I am so thankful that this is not another book for women written by some woman who has obviously not served in the trenches. Stasi is very real and admits to some of her own failings as a woman. This is not another book that will make women feel guilty if they are not Martha Stewart, Mother Teresa, and Marilyn Monroe wrapped into one.

I highly recommend this book with my only reservation being their unbiblical view of spiritual warfare and their failure to mention baptism as God’s plan for putting us into Christ.

I received this book free from Thomas Nelson Publishers as part of their book review bloggers program. I was not required to write a positive review. The opinions I have expressed are my own.

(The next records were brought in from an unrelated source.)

PR #391, opened 2020-03-11
print_volume: Native NetBSD audio API support

niacat:
Avoid using the OSS emulation layer to fetch the master volume. Share code with OpenBSD, who inherited this API from us.

Avoid a failed read on the master control's mute enum if it can't be found, because sometimes there isn't one.


Airblader:
Thanks!

PR #392, opened 2020-03-12
add autoconf to requirements

banderlog:


Airblader:
Can you maybe add in parentheses that it is a compile-time only dependency and then squash your commits? Thanks!

orestisfl:
Thanks!

PR #394, opened 2020-03-29
avoid out-of-bounds read after invalid %cpu conversion

smaeul:
In the case where no CPU number is given, skipping a character of
padding actually skips the null terminator, causing further iterations
through the loop to read out of bounds. Have sscanf() return the number
of characters read, instead of reconstructing it from the CPU number.

This was observed as a failure in test 024-cpu-usage-invalid-cpu.


Airblader:
Thank you for this!

PR #395, opened 2020-03-29
perform few minor improvements in i3status.man

myTerminal:
While re-doing my configuration for [i3](https://github.com/i3/i3) and [i3status](https://github.com/i3/i3status) into my [dotfiles](http://github.com/myTerminal/dotfiles) after almost five years since I moved to i3, I read the entire [man page for i3status](https://i3wm.org/i3status/manpage.html), found a few minor things that could probably be slightly improved and hence thought of contributing with the below two changes:

- Replace `red` and `yellow` with directive names `color_bad` and `color_degraded` to make it more specific
- Format directives for colors and all other ones I could to make them go from example `low_threshold` to `+low_threshold+`

Kindly let me know if something doesn't look right.

---
This change is [Reviewable](https://reviewable.io/reviews/i3/i3status/395)

### DIFF
--- a/man/i3status.man
+++ b/man/i3status.man
@@ -235,8 +235,8 @@ best available public IPv6 address on your computer).
 
 Gets used, free, available and total amount of bytes on the given mounted filesystem.
 
-These values can also be expressed in percentages with the percentage_used,
-percentage_free, percentage_avail and percentage_used_of_avail formats.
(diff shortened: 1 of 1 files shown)


Airblader:
Thanks so much for this, it is greatly appreciated!

PR #402, opened 2020-03-31
use format_placeholder for wireless_info

Stunkymonkey:
related to #384

### DIFF
--- a/src/print_wireless_info.c
+++ b/src/print_wireless_info.c
@@ -519,7 +519,12 @@ void print_wireless_info(yajl_gen json_gen, char *buffer, const char *interface,
         if (ipv6_address == NULL) {
             START_COLOR("color_bad");
             outwalk += sprintf(outwalk, "%s", format_down);
-            goto out;
+
+            END_COLOR;
+            free(ipv4_address);
+            free(ipv6_address);
+            OUTPUT_FULL_TEXT(buffer);
+            return;
         } else {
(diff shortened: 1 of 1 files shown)


Airblader:
@Stunkymonkey Can you look into the failed test? Thanks!

src/print_wireless_info.c
```diff
@@ -517,7 +519,12 @@ void print_wireless_info(yajl_gen json_gen, char *buffer, const char *interface,
         if (ipv6_address == NULL) {
             START_COLOR("color_bad");
             outwalk += sprintf(outwalk, "%s", format_down);
-            goto out;
```
Airblader, line 520: Why was this necessary? This now just duplicates what happens in `out` except for the placeholders, right?

Stunkymonkey: sure, but otherwise i could not distinguish in the end between "interface down/up". If the interface is up i have to free the buffer after the printing.

Stunkymonkey: and having `goto` labels is not always lucid

Airblader: > If the interface is up i have to free the buffer after the printing.

Right, point taken.

> and having goto labels is not always lucid

There are several ways to avoid duplicating code; macros, functions, goto. ;-) Since in this case it's actually (slightly) different and not too much I think it's OK.

PR #403, opened 2020-04-01
Update net-speed.sh

YaguraStation:
Added the common prefix `enx` as possible string for interface detection. See https://www.freedesktop.org/wiki/Software/systemd/PredictableNetworkInterfaceNames/


Airblader:
Thank you!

Saturday, January 15, 2011

Outlive Your Life by Max Lucado

In Outlive Your Life, Max Lucado encourages Christians to make an impact—an impact of compassion—that will outlast their lifetimes. Just as Christ used ordinary men like Peter, Andrew, and James during His earthly ministry, He continues to use ordinary men and women today. God is waiting to use us if we will only open ourselves up to His will. Lucado addresses important issues related to serving others, including “Calling Mr. Pot Roast” (God’s use of ordinary people), “Don’t Forget the Bread” (sharing Christ while sharing compassion), “Remember Who Holds You” (giving God the credit), “Blast a Few Walls” (overcoming what we see on the outside), “That’s Jesus Playing That Fiddle” (the biblical reason for giving), and many others.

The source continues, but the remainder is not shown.